The solution to Tuesday’s puzzle is under the fold:
So I have a well-shuffled deck of 52 cards. I turn them over one by one, starting at the top. You can raise your hand whenever you like. After you raise your hand, you win a prize if the next card I turn over is red.
Okay, you’ve just raised your hand. At this point I say to you: “Hey. Would you mind if I turn over the bottom card instead of the top one?”. It clearly makes no difference whether you say yes or no. If, for example, I have 17 cards left, 12 red and 5 black, then you’ve got a 12/17 chance of winning, regardless of whether I turn over the top card, the bottom card, the middle card, or any other randomly chosen card.

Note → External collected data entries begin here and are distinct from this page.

PR #560, opened 2024-04-22
[GEN-868] add year death validation

danlu1:
Problem:

Lack of validation check on whether YEAR_DEATH >= YEAR_CONTACT

Solution:

Add the validation check to compare YEAR_DEATH and YEAR_CONTACT when both of them exist and not NAs. 

Testing:
Unit test has been added.

### DIFF
--- a/genie/process_functions.py
+++ b/genie/process_functions.py
@@ -6,16 +6,15 @@ import logging
 import os
 import time
 from typing import Optional, Union
-import yaml
 
 import pandas as pd
 import requests
 import synapseclient
+import yaml
+from genie import extract
 from requests.adapters import HTTPAdapter
 from synapseclient import Synapse
 from urllib3.util import Retry
-
-from genie import extract
 
 pd.options.mode.chained_assignment = None
 
@@ -166,16 +165,16 @@ def checkUrl(url):
 
 
 # TODO Add to validate.py
-def checkColExist(DF: pd.DataFrame, key: Union[str, int]):
+def checkColExist(DF: pd.DataFrame, key: Union[str, int, list]) -> bool:
     """
-    This function checks if the column exists in a dataframe
+    This function checks if the column(s) exist(s) in a dataframe
 
     Args:
         DF: pandas dataframe
-        key: Expected column header name
+        key: Expected column header name(s)
 
     Returns:
-        bool:  True if column exists
+        bool:  True if column(s) exist(s)
     """
     result = False if DF.get(key) is None else True
     return result
--- a/genie_registry/clinical.py
+++ b/genie_registry/clinical.py
@@ -186,7 +186,7 @@ def _check_year_death_validity(clinicaldf: pd.DataFrame) -> str:
         Error message if YEAR_DEATH if invalid
     """
     error = ""
-    # generate temp dataframe to handle datatype mismatch in a column
+    # Generate temp dataframe to handle datatype mismatch in a column
     temp = clinicaldf.copy()
     # Convert YEAR_DEATH and YEAR_CONTACT to numeric, coercing errors to NaN
     temp["YEAR_DEATH"] = pd.to_numeric(temp["YEAR_DEATH"], errors="coerce")
--- a/genie_registry/clinical.py
+++ b/genie_registry/clinical.py
@@ -196,6 +196,7 @@ def _check_year_death_validity(clinicaldf: pd.DataFrame) -> str:
         "N/A",
         temp["YEAR_DEATH"] >= temp["YEAR_CONTACT"],
     )
+    index = [",".join(str(idx)) for idx, i in enumerate(check_result) if i == "False"]
     if "False" in check_result:
         error = "Patient Clinical File: Please double check your YEAR_DEATH and YEAR_CONTACT columns. YEAR_DEATH must be >= YEAR_CONTACT.\n"
     return error
--- a/genie_registry/clinical.py
+++ b/genie_registry/clinical.py
@@ -177,7 +177,11 @@ def _check_int_year_consistency(
 
 def _check_year_death_validity(clinicaldf: pd.DataFrame) -> str:
     """
-    Check if YEAR_DEATH >= YEAR_CONTACT
+    Check if YEAR_DEATH >= YEAR_CONTACT.
+    YEAR_DEATH should alway be equal or large than YEAR_CONTACT if they are both available.
+    This function compares rows with numeric values in both columns and returns comparion results("True"/"False")
+    If either of the column contains NA or nominal data (e.g. "Unknown", "Not Collected", "Unknown", "Not Applicable"),
+    then "N/A" will be outputed.
 
     Args:
         clinicaldf: Clinical Data Frame
@@ -196,8 +200,8 @@ def _check_year_death_validity(clinicaldf: pd.DataFrame) -> str:
         "N/A",
         temp["YEAR_DEATH"] >= temp["YEAR_CONTACT"],
     )
-    index = [",".join(str(idx)) for idx, i in enumerate(check_result) if i == "False"]
-    if "False" in check_result:
+    idx = [",".join(str(idx)) for idx, i in enumerate(check_result) if i == "False"]
+    if idx:
         error = "Patient Clinical File: Please double check your YEAR_DEATH and YEAR_CONTACT columns. YEAR_DEATH must be >= YEAR_CONTACT.\n"
     return error
 
@@ -851,10 +855,10 @@ class Clinical(FileTypeFormat):
         total_error.write(error)
 
         # CHECK: YEAR DEATH against YEAR CONTACT
-        haveColumn = process_functions.checkColExist(
+        has_death_and_contact_years = process_functions.checkColExist(
             clinicaldf, ["YEAR_DEATH", "YEAR_CONTACT"]
         )
-        if haveColumn:
+        if has_death_and_contact_years:
             error = _check_year_death_validity(clinicaldf=clinicaldf)
             total_error.write(error)
 
--- a/genie_registry/clinical.py
+++ b/genie_registry/clinical.py
@@ -5,7 +5,7 @@ import datetime
 import logging
 import os
 from io import StringIO
-from typing import Optional
+from typing import Optional, Tuple
 
 import numpy as np
 import pandas as pd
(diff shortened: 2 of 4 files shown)


genie_registry/clinical.py
```diff
@@ -174,7 +174,27 @@ def _check_int_year_consistency(
...
+    When YEAR_DEATH is known, YEAR_CONTACT should = YEAR_DEATH.
 
+    Args:
+        clinicaldf: Clinical Data Frame
+        
+    Returns:
+        Error message if YEAR_DEATH if invalid
+    """    
+    error = ""
+    try:
```
rxu17: I would recommend not using `try, except` here because we don't want to lose other exceptions that could occur other than the intentional `assert` statement.

genie/load.py
rxu17, line 1: I think you might have added in pandas 2.0 changes to this branch or created this branch from the pandas 2.0 branch? It should be created from `develop`.

genie_registry/clinical.py
```diff
@@ -823,6 +843,12 @@ def _validate(self, clinicaldf):
         )
         total_error.write(error)
 
+        # CHECK: YEAR DEATH against YEAR CONTACT
+        haveColumn = process_functions.checkColExist(clinicaldf, ["YEAR_DEATH", "YEAR_CONTACT"])
```
rxu17: I don't think `process.functions.checkColExist` accepts a list of keys. It would have to be an individual column/key you use.

genie_registry/clinical.py
```diff
@@ -174,7 +174,27 @@ def _check_int_year_consistency(
...
+    Returns:
+        Error message if YEAR_DEATH if invalid
+    """    
+    error = ""
+    try:
+        check_result = np.where((pd.isna(clinicaldf['YEAR_DEATH']) | pd.isna(clinicaldf['YEAR_CONTACT'])), 'N/A', clinicaldf['YEAR_DEATH'] >= clinicaldf['YEAR_CONTACT'])
+        assert not "False" in check_result
+    except Exception:
+        error = (
+            f"Please double check the YEAR_DEATH column. "
```
rxu17: Could you change the validation message to something like:
`"Patient Clinical File: Please double check your YEAR_DEATH and YEAR_CONTACT columns. YEAR_DEATH must be >= YEAR_CONTACT."`

rxu17 (commented):
Thanks for doing this! Just some initial comments.

Edit: Could you add more details to the PR description?

genie/load.py
danlu1: hmmm interesting, let me check. Thanks for catching.

genie_registry/clinical.py
danlu1: okay will tweak this.

danlu1:
> Thanks for doing this! Just some initial comments.
> 
> Edit: Could you add more details to the PR description?

Will do

genie_registry/clinical.py
danlu1: Sure.

genie_registry/clinical.py
danlu1: I tested it when I wrote this. The `checkColExist` output a dataframe with the filled column names and if the output dataframe is not empty it returns True otherwise False. This works when we want to check if both `YEAR_DEATH` and `YEAR_CONTACT` exist concurrently. Here are test cases I used:
Screenshot 2024-04-22 at 1 36 13 PM

rxu17: Neat! Could you update the docstring and type hints of `process_functions.checkColExist` and any tests (to have multiple column checks as test cases if not already) to reflect this? Thanks!

danlu1: Sure.

genie_registry/clinical.py
```diff
@@ -174,7 +174,27 @@ def _check_int_year_consistency(
 
     return ""
 
+def _check_year_death_validity(clinicaldf: pd.DataFrame) -> str:
+    """
+    Check if YEAR_DEATH >= YEAR_CONTACT.
+    When YEAR_DEATH is known, YEAR_CONTACT should = YEAR_DEATH.
```
rxu17: Per Chelsea's response to the JIRA ticket, can you update this docstring

genie_registry/clinical.py
```diff
@@ -174,7 +174,27 @@ def _check_int_year_consistency(
...
 
+    Args:
+        clinicaldf: Clinical Data Frame
+        
+    Returns:
+        Error message if YEAR_DEATH if invalid
+    """    
+    error = ""
+    try:
+        check_result = np.where((pd.isna(clinicaldf['YEAR_DEATH']) | pd.isna(clinicaldf['YEAR_CONTACT'])), 'N/A', clinicaldf['YEAR_DEATH'] >= clinicaldf['YEAR_CONTACT'])
```
rxu17: Sorry, this is not explicitly mentioned in the ticket but for all validation tickets, let's try to set up the validation for future row-based validation work. So having this give you the row indices (i've been returning pandas Index) that `YEAR_DEATH` < `YEAR_CONTACT`. And then your check will be on whether it's empty row indices or not

danlu1: Just added the line of code to show the index of the rows of YEAR_DEATH < YEAR_CONTACT for future use.

genie_registry/clinical.py
```diff
@@ -175,6 +175,33 @@ def _check_int_year_consistency(
...
+    temp["YEAR_DEATH"] = pd.to_numeric(temp["YEAR_DEATH"], errors="coerce")
+    temp["YEAR_CONTACT"] = pd.to_numeric(temp["YEAR_CONTACT"], errors="coerce")
+    check_result = np.where(
+        (pd.isna(temp["YEAR_DEATH"]) | pd.isna(temp["YEAR_CONTACT"])),
+        "N/A",
+        temp["YEAR_DEATH"] >= temp["YEAR_CONTACT"],
+    )
+    index = [",".join(str(idx)) for idx, i in enumerate(check_result) if i == "False"]
+    if "False" in check_result:
+        error = "Patient Clinical File: Please double check your YEAR_DEATH and YEAR_CONTACT columns. YEAR_DEATH must be >= YEAR_CONTACT.\n"
```
BryanFauble: Should you include the value(s) in the error message that caused the result to occur?

genie_registry/clinical.py
```diff
@@ -823,6 +850,14 @@ def _validate(self, clinicaldf):
         )
         total_error.write(error)
 
+        # CHECK: YEAR DEATH against YEAR CONTACT
+        haveColumn = process_functions.checkColExist(
```
BryanFauble: Nit: snake_case over camelCase

BryanFauble: Nit: I usually prefer current tense. Like has_column

genie_registry/clinical.py
```diff
@@ -823,6 +850,14 @@ def _validate(self, clinicaldf):
...
+            clinicaldf, ["YEAR_DEATH", "YEAR_CONTACT"]
+        )
+        if haveColumn:
+            error = _check_year_death_validity(clinicaldf=clinicaldf)
+            total_error.write(error)
+
```
BryanFauble, line 889: A stretch goal outside of the explicit scope of this change would be to split out these other items into their own functions. Is there a tech debt jira that already exists, or could one be created to address this item?

Cc: @rxu17

BryanFauble (approved):
Awesome work! Just a few formatting and follow up items I noted.

genie_registry/clinical.py
danlu1: From what I learned, we will eventually move forward to row-wise validation but this is the timeline is TBD.

genie_registry/clinical.py
danlu1: I like this idea. I use this variable name to match what we have in the existing code. @rxu17 we can convert to snake_case when we start refactoring the code.

thomasyu888: @danlu1, @rxu17 I am ok with iterative improvements to the code base as you're doing commits.  Its a balance, we don't want to go too out of the scope of the original PR, but certain things might be ok.  I'll leave it to your judgement how you want to tackle it, this could certainly be logged as a Jira ticket. 

Basically - see something fix something.  Every commit should be an improvement to the codebase.  Ofcourse there are things to think about like, are there other packages using this function.

genie_registry/clinical.py
danlu1: Sorry I missed the check row indices part. Will add it later.

genie_registry/clinical.py
danlu1: I'm happy to tweak as much as I can within the scope of the original PR. @rxu17 let me know your thoughts

genie_registry/clinical.py
rxu17: Yes we have a tech debt jira/part of the overarching goal for this. The goal is to eventually have a validation function for each validation rule for each fileformat especially when we want to implement GX framework for this.

I think this is part of our documentation epic as well. To break up the validation code so we can document each validation rule individually and completely.

This is not just happening here but throughout the genie code (also for processing as well) but we definitely want to start with validation first.

genie_registry/clinical.py
rxu17: @danlu1 Two comments:

- Let's use a more specific variable name and not reuse `haveColumn`, something like `has_contact_and_death_years` or related.
- Since this is a new variable you are creating that's not being used in the code elsewhere (other than your new code you're adding), feel free to use snake_case

Let me know what you think of that

genie_registry/clinical.py
rxu17: Thanks! I think you can still keep your check or check based on the row indices. It's enough to have the index of rows saved for later so thanks for adding that!

genie/process_functions.py
```diff
@@ -166,16 +165,16 @@ def checkUrl(url):
 
 
 # TODO Add to validate.py
-def checkColExist(DF: pd.DataFrame, key: Union[str, int]):
+def checkColExist(DF: pd.DataFrame, key: Union[str, int, list]) -> bool:
```
rxu17, line 168: I don't see any pre-existing tests for `checkColExist`, do you mind adding some to `tests/test_process_functions.py`? This is a bit outside the scope of this PR but the PR does depend on the expanded functionality of this function

genie_registry/clinical.py
```diff
@@ -175,6 +175,33 @@ def _check_int_year_consistency(
     return ""
 
 
+def _check_year_death_validity(clinicaldf: pd.DataFrame) -> str:
+    """
+    Check if YEAR_DEATH >= YEAR_CONTACT
```
rxu17: Could you add more to the description here? Details about what is considered invalid vs valid in this scenario.

genie_registry/clinical.py
rxu17: For more context: 

Reasoning why we wouldn't add the row-based validation (i think this is more helpful than just putting in values) in the error message yet just because we haven't decided to start implementing and delivering row-based validation for the centers/sites as a whole and we would have to talk about the standard for doing that so we are consistent across all validation rules. (And most likely discuss with the sites as a whole as well) so bigger discussions to be had there.

genie_registry/clinical.py
```diff
@@ -175,6 +175,33 @@ def _check_int_year_consistency(
...
+    temp = clinicaldf.copy()
+    # Convert YEAR_DEATH and YEAR_CONTACT to numeric, coercing errors to NaN
+    temp["YEAR_DEATH"] = pd.to_numeric(temp["YEAR_DEATH"], errors="coerce")
+    temp["YEAR_CONTACT"] = pd.to_numeric(temp["YEAR_CONTACT"], errors="coerce")
+    check_result = np.where(
+        (pd.isna(temp["YEAR_DEATH"]) | pd.isna(temp["YEAR_CONTACT"])),
+        "N/A",
+        temp["YEAR_DEATH"] >= temp["YEAR_CONTACT"],
+    )
+    index = [",".join(str(idx)) for idx, i in enumerate(check_result) if i == "False"]
```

In other words, we might as well change the rules of the game so that I deal from the top until you raise your hand, and then I deal one card from the bottom. What’s your chance of winning that game? Regardless of your strategy, you win when the bottom card is red and lose when it’s black — so regardless of your strategy, you win with probability 50%.

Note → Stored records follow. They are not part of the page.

PR #561, opened 2024-04-25
[GEN-867] Add validation rule to check if INT_DOD >= INT_CONTACT

danlu1:
Problem:

Lack of validation check on whether INT_DOD >= INT_CONTACT

Solution:

Add the validation check to compare INT_DOD and INT_CONTACT when both of them exist and not NAs.

Testing:
Unit test has been added.

### DIFF
--- a/genie_registry/clinical.py
+++ b/genie_registry/clinical.py
@@ -191,9 +191,7 @@ def _check_year_death_validity(clinicaldf: pd.DataFrame) -> pd.Index:
     # Convert YEAR_DEATH and YEAR_CONTACT to numeric, coercing errors to NaN
     temp["YEAR_DEATH"] = pd.to_numeric(temp["YEAR_DEATH"], errors="coerce")
     temp["YEAR_CONTACT"] = pd.to_numeric(temp["YEAR_CONTACT"], errors="coerce")
-    # Compare rows with numeric values in both columns and returns comparion results("True"/"False")
-    # If either of the column contains NA or nominal data (e.g. "Unknown", "Not Collected", "Not Applicable"),
-    # "N/A" will be outputed.
+    # Compare rows with numeric values in both YEAR_DEATH and YEAR_CONTACT columns
     temp["check_result"] = np.where(
         (pd.isna(temp["YEAR_DEATH"]) | pd.isna(temp["YEAR_CONTACT"])),
         "N/A",
@@ -223,7 +221,7 @@ def _check_year_death_validity_message(
             "Patient Clinical File: Please double check your YEAR_DEATH and YEAR_CONTACT columns. "
             "YEAR_DEATH must be >= YEAR_CONTACT. "
             f"There are {len(invalid_year_death_indices)} row(s) with YEAR_DEATH < YEAR_CONTACT. "
-            f"Row {invalid_year_death_indices.tolist()} contain invalid values in the YEAR_DEATH field. Please correct.\n"
+            f"The row number(s) this occurs in are: {invalid_year_death_indices.tolist()}. Please correct.\n"
         )
     return error, warning
 
@@ -244,9 +242,7 @@ def _check_int_dod_validity(clinicaldf: pd.DataFrame) -> pd.Index:
     # Convert INT_DOD and INT_CONTACT to numeric, coercing errors to NaN
     temp["INT_DOD"] = pd.to_numeric(temp["INT_DOD"], errors="coerce")
     temp["INT_CONTACT"] = pd.to_numeric(temp["INT_CONTACT"], errors="coerce")
-    # Compare rows with numeric values in both columns and returns comparion results("True"/"False")
-    # If either of the column contains NA or nominal data (e.g. "Unknown", "Not Collected", "Not Applicable"),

- If I deal the last card from the bottom, your strategy doesn’t matter.
- If I deal the last card from the top, your chances of winning — under any strategy — are exactly the same as if I deal the last card from the bottom.

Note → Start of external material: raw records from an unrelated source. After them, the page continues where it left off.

PR #562, opened 2024-05-01
[GEN-1263] Fix bed file duplicates

rxu17:
**Purpose:** This is a draft PR. This PR fixes the bug that always appends each bed file to the bed synapse database table during processing creating duplicates in the bed database table.

**Changes:**
- [Main fix is in bed.py in `process_steps`](https://github.com/Sage-Bionetworks/Genie/blob/gen-1263-fix-bed-file-dups/genie_registry/bed.py#L609-L610)

**Tests:**

- Added unit tests (also added tests to the `update_table` function as well since there wasn't any present
- Ran bed file through processing and no bed file rows were appended to the test bed database table here: https://www.synapse.org/#!Synapse:syn11600834/
- Ran bed file on NF tower using [updated docker image here](https://github.com/Sage-Bionetworks/Genie/pkgs/container/genie/213829252?tag=gen-1285-remove-row-based-validation) twice, and ran [pipeline comparison](https://github.com/Sage-Bionetworks/Genie_processing?tab=readme-ov-file#pipeline-version-comparisons) on it - no changes. [Bed database table here](https://www.synapse.org/#!Synapse:syn11600834/tables/)

Depends on #565

### DIFF
--- a/genie/load.py
+++ b/genie/load.py
@@ -162,7 +162,7 @@ def update_table(
         syn=syn,
         database=database,
         new_dataset=newData,
-        database_syn_id=databaseSynId,
+        database_synid=databaseSynId,
         primary_key_cols=databaseEnt.primaryKey,
         to_delete=toDelete,
     )
--- a/genie/load.py
+++ b/genie/load.py
@@ -159,7 +159,12 @@ def update_table(
     else:
         newData = newData[database.columns]
     _update_table(
-        syn, database, newData, databaseSynId, databaseEnt.primaryKey, toDelete
+        syn=syn,
+        database=database,
+        new_dataset=newData,
+        database_syn_id=databaseSynId,
+        primary_key_cols=databaseEnt.primaryKey,
+        to_delete=toDelete,
     )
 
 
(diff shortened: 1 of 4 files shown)


thomasyu888 (approved):
🔥 LGTM!  Thanks for adding tests and for the fix!

Although, not sure why the docker build is failing...

rxu17:
> Although, not sure why the docker build is failing...

Yeah, seems to do with compilation issues during the installation of `rlang` and them enforcing warnings as errors (funny, no issue a couple days ago)

rxu17:
@thomasyu888 Should this be directly merged to `main` because we have our upcoming release? I forgot our decision on this.

thomasyu888:
@rxu17 hmmm... it might be best to push to develop and wait for all the changes for this release. One reason is because the docker build fix is in develop, so pushing directly to main may break the docker build.

Thoughts?

We should probably create a ticket to manually drop dups from the bed table when we are ready to push everything up.  There's a bit of risk of releasing before the public release, so we can discuss whether we should or not.

rxu17:
Thanks for the reminder about the docker build (I realize we didn't push that directly to main as well which makes sense as well). Will just merge to `develop` for now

- Therefore, when I deal the last card from the top (i.e. in the original game) your strategy doesn’t matter.
You can plan to raise your hand the first time you’ve seen more blacks than reds, or the first time you’ve seen more reds than blacks, or the first time you’ve seen 20 blacks, or any other damn thing. Your chance to win will still be 50%.
You can find this solution in the comments on the original post. Ramprasad got it in Comment #2(!), and others, including Ben Kenendy (#92 there), spelled it out in nice detail. My own solution was pretty much the same as Mike H.’s (comment #72 on the original post). But I like this one much better.
Hat tip to Richard Stanley of MIT.